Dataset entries
PR #96, opened 2020-11-18
Quick and dirty patch to stop uca.xml overwriting

### LINKED ISSUE #95: Thunar custom actions file gets overwritten by appimaged on startup
Thunar's custom actions file (~/.config/Thunar/uca.xml) gets overwritten by appimaged. This is still happening as of appimaged 582 and the first version I installed on this computer (552, I believe) also had the issue.

After appimaged starts up, the uca.xml file is overwritten by one that only contains appimaged's "Update - Update the appimage" action, and all my custom actions such as "Open terminal here", etc are lost.

I'm running appimaged 582 and Thunar 4.15.3 on Gentoo. I'll be happy to provide any other details necessary! :)

IvanDSM:
This commit adds a patch to stop Thunar's uca.xml file being overwritten on XFCE. Fixes #95 

This patch introduces a check to see if our action is present in the user's uca.xml, and in case it isn't, appends it to the beginning of the <actions> section of uca.xml.

I apologize if the quality of the code isn't good, this is my first time writing Go and I'm mainly a C++ programmer :(

### DIFF
--- a/src/appimaged/filemanager.go
+++ b/src/appimaged/filemanager.go
@@ -70,7 +70,7 @@ Name=Make executable
     <unique-id>` + XFCEThunarActionUniqueID + `</unique-id>
     <command>` + arg0abs + ` %f</command>
     <description>Update the AppImage</description>
-    <patterns>*AppImage,*.appimage</patterns>
+    <patterns>*.AppImage;*.appimage</patterns>
     <other-files/>
     <directories/>
 </action>
--- a/src/appimaged/filemanager.go
+++ b/src/appimaged/filemanager.go
@@ -62,10 +62,12 @@ Icon=utilities-terminal
 Name=Make executable
 `
 
+	XFCEThunarActionUniqueID := `1573903056061608-1`
+
 	XFCEThunarAction := `<action>
     <icon>terminal</icon>
     <name>Update</name>
-    <unique-id>1573903056061608-1</unique-id>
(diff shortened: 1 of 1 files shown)


probonopd:
Thank you very much @IvanDSM for your PR. Highly appreciated!

I think we should turn "1573903056061608-1" into a variable that is used in all places, to ensure that the value is not inadvertently changed in one but not the other location(s).
Could you please make this change?

Another thought, do the actions work 1:1 or do they need to be rewritten as well? I could imagine that we need to use `arg0abs` in the `Exec=` line for the actions as well?

How did you test the success of your patch, and does it work satisfactorily for you as-is?

Again, thanks a lot!

IvanDSM:
Hello there! I will do the extraction of the unique id to a variable :)

Regarding how I tested it, I made a uca.xml without the "Update the Appimage" action and tested to see if my patched version of go-appimaged would add the action to the file without overwriting. This succeeded, and next I tried restarting my patched version to see if it would correctly identify the action as being there and not add it again to the file. This also succeeded.

I'm not quite sure what you mean with the arg0abs observation :( As for the action, I did find issues with the action as-is that prevented it from appearing, and I will also fix those in a commit.

probonopd:
Thanks @IvanDSM. We will have to use `arg0abs` when we want to make actions of other applciations (not  "Update the Appimage") to work, I guess.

* _Exercise aim_
Repeat each record exactly, leaving nothing out.

* _Reply to the exercise_
PR #96, opened 2020-11-18
Quick and dirty patch to stop uca.xml overwriting

### LINKED ISSUE #95: Thunar custom actions file gets overwritten by appimaged on startup
Thunar's custom actions file (~/.config/Thunar/uca.xml) gets overwritten by appimaged. This is still happening as of appimaged 582 and the first version I installed on this computer (552, I believe) also had the issue.

After appimaged starts up, the uca.xml file is overwritten by one that only contains appimaged's "Update - Update the appimage" action, and all my custom actions such as "Open terminal here", etc are lost.

I'm running appimaged 582 and Thunar 4.15.3 on Gentoo. I'll be happy to provide any other details necessary! :)

IvanDSM:
This commit adds a patch to stop Thunar's uca.xml file being overwritten on XFCE. Fixes #95 

This patch introduces a check to see if our action is present in the user's uca.xml, and in case it isn't, appends it to the beginning of the <actions> section of uca.xml.

I apologize if the quality of the code isn't good, this is my first time writing Go and I'm mainly a C++ programmer :(

### DIFF
--- a/src/appimaged/filemanager.go
+++ b/src/appimaged/filemanager.go
@@ -70,7 +70,7 @@ Name=Make executable
     <unique-id>` + XFCEThunarActionUniqueID + `</unique-id>
     <command>` + arg0abs + ` %f</command>
     <description>Update the AppImage</description>
-    <patterns>*AppImage,*.appimage</patterns>
+    <patterns>*.AppImage;*.appimage</patterns>
     <other-files/>
     <directories/>
 </action>
--- a/src/appimaged/filemanager.go
+++ b/src/appimaged/filemanager.go
@@ -62,10 +62,12 @@ Icon=utilities-terminal
 Name=Make executable
 `
 
+	XFCEThunarActionUniqueID := `1573903056061608-1`
+
 	XFCEThunarAction := `<action>
     <icon>terminal</icon>
     <name>Update</name>
-    <unique-id>1573903056061608-1</unique-id>
(diff shortened: 1 of 1 files shown)


probonopd:
Thank you very much @IvanDSM for your PR. Highly appreciated!

I think we should turn "1573903056061608-1" into a variable that is used in all places, to ensure that the value is not inadvertently changed in one but not the other location(s).
Could you please make this change?

Another thought, do the actions work 1:1 or do they need to be rewritten as well? I could imagine that we need to use `arg0abs` in the `Exec=` line for the actions as well?

How did you test the success of your patch, and does it work satisfactorily for you as-is?

Again, thanks a lot!

IvanDSM:
Hello there! I will do the extraction of the unique id to a variable :)

Regarding how I tested it, I made a uca.xml without the "Update the Appimage" action and tested to see if my patched version of go-appimaged would add the action to the file without overwriting. This succeeded, and next I tried restarting my patched version to see if it would correctly identify the action as being there and not add it again to the file. This also succeeded.

I'm not quite sure what you mean with the arg0abs observation :( As for the action, I did find issues with the action as-is that prevented it from appearing, and I will also fix those in a commit.

probonopd:
Thanks @IvanDSM. We will have to use `arg0abs` when we want to make actions of other applciations (not  "Update the Appimage") to work, I guess.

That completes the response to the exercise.